Despite the inflation crisis, the government is committed to encouraging more investment. In 2007, the Ministry of Planning and Investment reported registered plans for foreign direct investment (FDI) of $21.3 billion with $8 billion realised. This was a huge rise from 2006 when the figures were $10.2 billion and $4.1 billion respectively. This year’s target for realised investment is $10 million, which is likely to be exceeded. In April alone, the figure was $1.4 billion.

Currently, there are 8,600 operational FDI projects in Vietnam with $85 billion in registered capital and $30 billion in realised capital. The government has speeded up investment approvals and land clearance and has poured money into road and port infrastructure projects. Two real estate projects in the southern Dong Nai province recently broke ground just five days after being licensed.
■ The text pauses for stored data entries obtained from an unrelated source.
Issue #4558, opened 2019-10-01
Add unit test for /packages/wdio-cli/src/index.js


christian-bromann:
We recently had a regression where changes to the default wdio command changed the default behavior. Let's add some testing around it to make sure it doesn't happen again.

christian-bromann:
This work has been done in #4587

PR #4570, opened 2019-10-05
Add tests to cli index and clean up index file

baruchvlz:
Issue: #4558

I'm also cleaning up a bit of the index file per the comment [here](https://github.com/baruchvlz/webdriverio/blob/chore/cli-tests/packages/wdio-cli/src/index.js#L25-L32)

With current implementation:

`npx wdio wdio.conf.js -l=silent`

Screenshot 2019-10-05 at 10 52 00

### DIFF
--- a/packages/wdio-cli/src/index.js
+++ b/packages/wdio-cli/src/index.js
@@ -46,19 +46,22 @@ export const run = async () => {
         .map((file) => file.slice(0, -3))
 
     if (!params._.find((param) => supportedCommands.includes(param))) {
-        params.configPath = path.join(process.cwd(), params._[0] || DEFAULT_CONFIG_FILENAME)
-        params._.push(fs.existsSync(params.configPath) ? 'run' : 'config')
-        return handler(params).catch(async (err) => {
-            const output = await new Promise((resolve) => {
-                yargs.parse('--help', (err, argv, output) => resolve(output))
-            })
+        const configPath = params._[0]
+        const workingDir = configPath.startsWith('/') ? '' : process.cwd()
 
-            console.error(`${output}\n\n${err.stack}`)
-            process.exit(1)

The growth of private investment is a major factor contributing to inflation. International rice prices have increased by 80 percent so far this year. But the breakneck pace of FDI projects from 2001 to 2007 has led to 500,000 hectares of farmland being converted to urban or industrial use. Agricultural Minister Cao Duc Phat commented recently that in five more years the land lost to rice production would equal the entire amount of the country’s rice exports. “This means that we will no longer have extra rice for export and, in the longer term, the country’s food security will be threatened,” he warned.

The government has reacted to the surge of “illegal” strikes by toughening its labour laws. It has promulgated Decree Number 11, allowing private employers to begin proceedings in the district courts to demand compensation from unions or representatives of workers for damages caused by strikes.

The government will also face demands for wage rises in state-owned enterprises, where higher wages have traditionally been paid to consolidate support for the regime. In state-owned cement plants, monthly wages are $200-$250 and in the paper mills $120-$180. However, if the government concedes any wage rise in state-owned enterprises, it will only add to the pressure for a flow-on in the private sector, undermining its ability to attract foreign investment.

Vietnam is under competitive pressures from China. A recent report by the Royal Bank of Scotland entitled Vietnam: Not Another China warned investors that lower wage rates in Vietnam (50-60 cents per hour compared to $1.06 in China) did not compensate for “scale advantages” in China. Vietnam’s population of 84 million, it noted, was smaller than that of Guangdong province in China. Many firms, the report stated, were compensating for the higher wages in China’s coastal cities by relocating not to Vietnam, but China’s interior.

The Stalinist regime in Vietnam has only one method for dealing with its growing economic problems: to foist the burden onto working people and use its police-state apparatus to crack down on dissent, protest and opposition.